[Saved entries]
BEGIN

PR #10842, opened 2025-01-15
Update HttpRequestException.xml

a1ndreay:
This class does not provide a statusCode property according to .NET Framework 4.6.1

## Summary

Describe your changes here.


a1ndreay:
Mistake on my side, I was looking at the wrong version of the documentation

PR #10853, opened 2025-01-20
Update Path.GetDirectoryName Snippet3

DickBaker:
## Summary
the current docs are outdated to NRT and confuse quotes
1. variables type should be string**?** not string
2. uses **old-style** format string (**new** would use interpolated syntax)
3. _filepath_ reassignment should use conditional syntax
4. results suggest using single-quote [i.e. char not string], _ugh_
5. the final returned result is **null** but demo output shows **''** which is factually and visually correct but confusingly indistinguishable from "" emptystring

Describe your changes here.

I propose this replacement C# code to improve this Snippet3 accuracy and clarity


BillWagner (approved):
This LGTM @DickBaker 

I'll :shipit: now.

PR #10860, opened 2025-01-22
Fix up see also links

gewarren:
- Mark as "article" instead of "external doc" if it links to learn.microsoft.com docs.
- Replace go.microsoft.com with target URL.
- Remove links whose target no longer matches the expected page title.

(Hide whitespace changes.)


ManickaP (approved):
Networking LGTM, thanks.

cheenamalhotra (approved):

BillWagner (approved):
This LGTM @gewarren 

You can :shipit: when ready.

PR #10893, opened 2025-01-31
Remove System.Speech from source-of-truth assembly list

gewarren:
See https://github.com/dotnet/runtime/issues/87711.


BillWagner (approved):
This LGTM @gewarren 

Let's :shipit:

Issue #10925, opened 2025-02-07
System.Net.Sockets.NetworkStream.Read(Byte[], Int32, Int32)


algor1:
### Type of issue

Missing information

### Description

Hi
Please add info in chapter Read(Byte[], Int32, Int32) of System.Net.Sockets.NetworkStream to Returns row:

Returns
The number of bytes read from the [NetworkStream] , **or 0 if the socket is closed**

I managed to find this info only in comments in the code but it is really important to know what it returns when socket is closed.

Thanks in advance.

### Page URL

https://learn.microsoft.com/en-us/dotnet/api/system.net.sockets.networkstream.read?view=net-9.0#system-net-sockets-networkstream-read(system-byte()-system-int32-system-int32)

### Content source URL

https://github.com/dotnet/dotnet-api-docs/blob/main/xml/System.Net.Sockets/NetworkStream.xml

### Document Version Independent Id

b40c2ef4-b8a0-8de3-e71d-baf1aaae541b

### Article author

@karelz

antonfirsov:
@algor1 that code comment is incorrect, see https://github.com/dotnet/dotnet-api-docs/pull/10960#pullrequestreview-2617736535

PR #10960, opened 2025-02-14
Update comment on return value of NetworkStream.Read* variants

rzikm:
Fixes https://github.com/dotnet/dotnet-api-docs/issues/10925.

Mentions that returns 0 when socket was closed.

### DIFF
--- a/xml/System.Net.Sockets/NetworkStream.xml
+++ b/xml/System.Net.Sockets/NetworkStream.xml
@@ -1107,7 +1107,7 @@ The Close method frees both unmanaged and managed resources associated with the 
       <Docs>
         <param name="asyncResult">An <see cref="T:System.IAsyncResult" /> that represents an asynchronous call.</param>
         <summary>Handles the end of an asynchronous read.</summary>
-        <returns>The number of bytes read from the <see cref="T:System.Net.Sockets.NetworkStream" />.</returns>
+        <returns>The number of bytes read from the <see cref="T:System.Net.Sockets.NetworkStream" />, or 0 if the underlying socket was closed.</returns>
         <remarks>
           <format type="text/markdown"><![CDATA[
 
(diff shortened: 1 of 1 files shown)


antonfirsov (changes requested):
The comment in the code qouted in #10925 is wrong.

When the receiver socket is closed an exception will be thrown (ODE on abortive close  -  or `SocketException(SocketError.Shutdown)` if graceful shutdown of receives has been initiated.).

`0` bytes will be received when the peer has initiated a graceful termination of writes (either by calling `Shutdown(Send / Both)` or by calling `Close(0)`, which means receiving EOF as documented for base class [`Stream.Read*`](https://learn.microsoft.com/en-us/dotnet/api/system.io.stream.read?view=net-9.0#system-io-stream-read(system-span((system-byte)))) methods:

> The total number of bytes read into the buffer. This can be less than the size of the buffer if that many bytes are not currently available, or zero (0) if the buffer's length is zero or the end of the stream has been reached.

When the the peer socket is aborted and sent RST, an exception `SocketException(ConnectionReset)` will be thrown.

So IMO the docs should be either copypaste `Stream.Read` content, or slightly augment it, eg.:

> The total number of bytes read into the buffer. This can be less than the size of the buffer if that many bytes are not currently available, or zero (0) if the buffer's length is zero or the end of the stream has been reached, _that is the peer socket has initiated graceful shutdown of writes_.

algor1:
Both suggested answers are correct, but they do not answer the user's questions about the method, but simply refer to look for information in other sources

When we come to look at the instructions, we want to see information about how the methods work. If we simply copy from the Read method, the users will find out that this method works a little differently from other streams only by making a bug in their code.

I went to the documentation to find out exactly the differences in the behavior of this method:
What does the Read method return when the data has not yet arrived?
And when does the Read method return 0. (because I already have a bug in my code)
And I did not find the answers.

> `0` bytes will be received when the peer has initiated a graceful termination of writes (either by calling `Shutdown(Send / Both)` or by calling `Close(0)`
Sounds much better and describes behaviour

And of course, this is just my opinion. Perhaps my point of view does not coincide with the point of view of the majority

antonfirsov:
Closing this in favor of https://github.com/dotnet/dotnet-api-docs/pull/10983.

PR #10983, opened 2025-02-19
Detailed docs on Socket.Read* and NetworkStream.Receive* return values

### LINKED ISSUE #10925: System.Net.Sockets.NetworkStream.Read(Byte[], Int32, Int32)

antonfirsov:
The wording is mostly borrowed from the `Stream.Read*` variants but saying `the peer socket performed a graceful shutdown` instead of `end of the stream has been reached`, which describes the EOF reason more specifically in this case.

Fixes #10925.

### DIFF
--- a/xml/System.Net.Sockets/NetworkStream.xml
+++ b/xml/System.Net.Sockets/NetworkStream.xml
@@ -1107,7 +1107,7 @@ The Close method frees both unmanaged and managed resources associated with the 
       <Docs>
         <param name="asyncResult">An <see cref="T:System.IAsyncResult" /> that represents an asynchronous call.</param>
         <summary>Handles the end of an asynchronous read.</summary>
-        <returns>The number of bytes read from the <see cref="T:System.Net.Sockets.NetworkStream" />, between zero (0) and the number of bytes requested. The method returns zero (0) only if zero bytes were requested or if no more bytes are available because the peer socket performed a graceful shutdown. If zero bytes are requested, read operations may complete immediately or may not complete until at least one byte is available (but without consuming any data).</returns>
+        <returns>The number of bytes read from the <see cref="T:System.Net.Sockets.NetworkStream" />, between zero (0) and the number of bytes requested. The method returns zero (0) only if zero bytes were requested or if no more bytes are available because the peer socket performed a graceful shutdown. If zero bytes are requested, read operations might complete immediately or might not complete until at least one byte is available (but without consuming any data).</returns>
         <remarks>
           <format type="text/markdown"><![CDATA[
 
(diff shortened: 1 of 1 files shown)


xml/System.Net.Sockets/NetworkStream.xml
```diff
@@ -1466,7 +1466,7 @@ The Close method frees both unmanaged and managed resources associated with the
       <Docs>
         <param name="buffer">A region of memory to store data read from the <see cref="T:System.Net.Sockets.NetworkStream" />.</param>
         <summary>Reads data from the <see cref="T:System.Net.Sockets.NetworkStream" /> and stores it to a span of bytes in memory.</summary>
-        <returns>The number of bytes read from the <see cref="T:System.Net.Sockets.NetworkStream" />.</returns>
+        <returns>The total number of bytes read into the buffer between zero (0) and the length of the buffer. The method returns zero (0) only if zero bytes were requested or if no more bytes are available because the peer socket performed a graceful shutdown.</returns>
```
gewarren, line 1469:
```suggestion
        <returns>The total number of bytes read into the buffer, between zero (0) and the length of the buffer. The method returns zero (0) only if zero bytes were requested or if no more bytes are available because the peer socket performed a graceful shutdown.</returns>
```

xml/System.Net.Sockets/NetworkStream.xml
```diff
@@ -1107,7 +1107,7 @@ The Close method frees both unmanaged and managed resources associated with the
       <Docs>
         <param name="asyncResult">An <see cref="T:System.IAsyncResult" /> that represents an asynchronous call.</param>
         <summary>Handles the end of an asynchronous read.</summary>
-        <returns>The number of bytes read from the <see cref="T:System.Net.Sockets.NetworkStream" />.</returns>
+        <returns>The number of bytes read from the <see cref="T:System.Net.Sockets.NetworkStream" />, between zero (0) and the number of bytes requested. The method returns zero (0) only if zero bytes were requested or if no more bytes are available because the peer socket performed a graceful shutdown. If zero bytes are requested, read operations may complete immediately or may not complete until at least one byte is available (but without consuming any data).</returns>
```
gewarren, line 1110:
```suggestion
        <returns>The number of bytes read from the <see cref="T:System.Net.Sockets.NetworkStream" />, between zero (0) and the number of bytes requested. The method returns zero (0) only if zero bytes were requested or if no more bytes are available because the peer socket performed a graceful shutdown. If zero bytes are requested, read operations might complete immediately or might not complete until at least one byte is available (but without consuming any data).</returns>
```

rzikm (approved):
LGTM, modulo existing comments

PR #529, opened 2024-05-09
Improve Battle Log entries

Screaper91:
- Adds entries for reviving a hermit with Totem and "Deathloop".
- Allows hermit attack entries to be edited before being sent in chat.


Benji42:
Do you think we could move over coinflips to use `modifyHermitAttackDescription` as well? It would be more compact.

Screaper91:
I would create a new function to add the coin flips to an entry since we want the result to be shown after the animation plays.
Other scenarios to consider:
- "Sheep Stare" and "Watch This" may flip again after the first flip is heads
- "Trap Hole" flips for each single-use played (Piston, Fire Charge, and "Geminislay" allow multiple to played in one turn)
- "Aussie Ping", "Sheep Stare", and "Trap Hole" flip during the opponent's turn

Benji42:
in that case this looks good. i don't think we need to worry about modifying the coinflip system immediately.

Benji42 (commented):
I don't like how `modifyHermitAttackDescription` and `modifyHermitAttackTarget` work. We shouldn't have to mutate battle log entries after they're created.

Benji42:
I decided to rework this system myself since there's a lot to be changed.

however, you can take a shot too if you'd like

Benji42:
Superseded by #538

END

**WHAT IS REQUIRED:** All that is wanted is the lines from the one containing "I decided to" through the last line of the records, restated word for word.

**THE COMPLETED TASK:**
I decided to rework this system myself since there's a lot to be changed.

however, you can take a shot too if you'd like

Benji42:
Superseded by #538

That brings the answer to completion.